# ABOUT THIS TASK
If a line of the data below holds the word "logits", list it.

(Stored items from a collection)
PR #88, opened 2023-12-21
Feat/add model cache

saattrupdan:
### Added
- Now caches the completions of open source generative models, which effectively makes
  benchmarking of these 10x faster. We cannot store all logits for storage reasons (it
  quickly gets >100GB in that case), so we instead store the top-100 logits. We thus
  assume that (a) these are the only logits needed, and (b) that the generations don't
  change. We argue that (a) is the case since we only use the logits in classification
  tasks, in which case we only use the first token anyway. Further, since we're using
  a temperature of 0 anyway, the generations will be as close to deterministic as
  possible (up to small rounding fluctuations of logits, which is negligible). This is
  a breaking change, since it is not compatible with the previous way we cached OpenAI
  model outputs.
- Added a new `--clear-model-cache` flag, which removes the cached models after
  finishing the benchmarking of each model, to save disk space. This doesn't remove the


src/scandeval/generation.py
```diff
@@ -21,6 +25,15 @@
 logger = logging.getLogger(__package__)
 
 
+@dataclass
+class CachedModelOutput:
+    completion: list[int]
+    completion_str: str
```
KennethEnevoldsen: Any reason why we do not simply cache the string? If the temperature is 0 anyway?

src/scandeval/sequence_classification.py
```diff
@@ -298,7 +298,7 @@ def _extract_labels_from_generation(
 
 
 def get_closest_logprobs_labels(
-    generation_logprobs: tuple[torch.Tensor],
+    generation_logprobs: tuple[torch.Tensor] | torch.Tensor,
```
KennethEnevoldsen: This seems like something that should have been standardized before this function.

src/scandeval/generation.py
```diff
@@ -165,79 +192,215 @@ def generate_single_iteration(
...
     """
-    # Tokens used in generation to know when generation is finished
-    stopping_criteria = get_generation_stopping_criteria(
-        tokenizer=tokenizer, model=model
-    )
+    # Load the model output cache
+    with cache_path.open() as f:
+        json_cache = json.load(f)
+        cache: dict[str, dict[str, CachedModelOutput]] = defaultdict(dict)
+        if not hasattr(sys, "_called_from_test"):
```
KennethEnevoldsen: This seems a bit hacky way of not using the cache while testing. Any reason why you don't use a flag. An alternative would be to input the cache as a argument. E.g. have a ModelOutputCache object with a method like `get_cache()`. Then during testing you can pass a DummyCache (dependency injection).

src/scandeval/generation.py
```diff
@@ -165,79 +192,215 @@ def generate_single_iteration(
...
 
     Returns:
         A list of dictionaries containing the scores for each metric.
     """
-    # Tokens used in generation to know when generation is finished
-    stopping_criteria = get_generation_stopping_criteria(
-        tokenizer=tokenizer, model=model
-    )
+    # Load the model output cache
+    with cache_path.open() as f:
```
KennethEnevoldsen: Seems like the loading should be extracted from this method

src/scandeval/generation.py
```diff
@@ -165,79 +192,215 @@ def generate_single_iteration(
...
+        cache: dict[str, dict[str, CachedModelOutput]] = defaultdict(dict)
+        if not hasattr(sys, "_called_from_test"):
+            for key in json_cache:
+                for sub_key in json_cache[key]:
+                    cache[key][sub_key] = CachedModelOutput(**json_cache[key][sub_key])
+
+    # Initialise the cache for the current max tokens, if it doesn't exist already
+    max_tokens_str = str(dataset_config.max_generated_tokens)
+    if max_tokens_str not in cache:
+        cache[max_tokens_str] = dict()
```
KennethEnevoldsen: Not sure I get why it is created for the max token str?

src/scandeval/generation.py
```diff
@@ -165,79 +192,215 @@ def generate_single_iteration(
...
+    # Split up the prepared dataset into a cached and non-cached part
+    unique_non_cached_ids: set[int] = set()
+    for example_idx, example in enumerate(prepared_dataset):
+        cached_texts = list(cache[max_tokens_str].keys())
+        cached_texts += prepared_dataset.select(unique_non_cached_ids)["text"]
+        if example["text"] not in cached_texts:
+            unique_non_cached_ids.add(example_idx)
+    cached_ids = set(range(len(prepared_dataset))) - unique_non_cached_ids
+    non_cached_dataset = prepared_dataset.select(unique_non_cached_ids)
+    cached_dataset = prepared_dataset.select(cached_ids)
```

# OUTPUT FOR THIS TASK
  benchmarking of these 10x faster. We cannot store all logits for storage reasons (it
  quickly gets >100GB in that case), so we instead store the top-100 logits. We thus
  assume that (a) these are the only logits needed, and (b) that the generations don't
  change. We argue that (a) is the case since we only use the logits in classification
  possible (up to small rounding fluctuations of logits, which is negligible). This is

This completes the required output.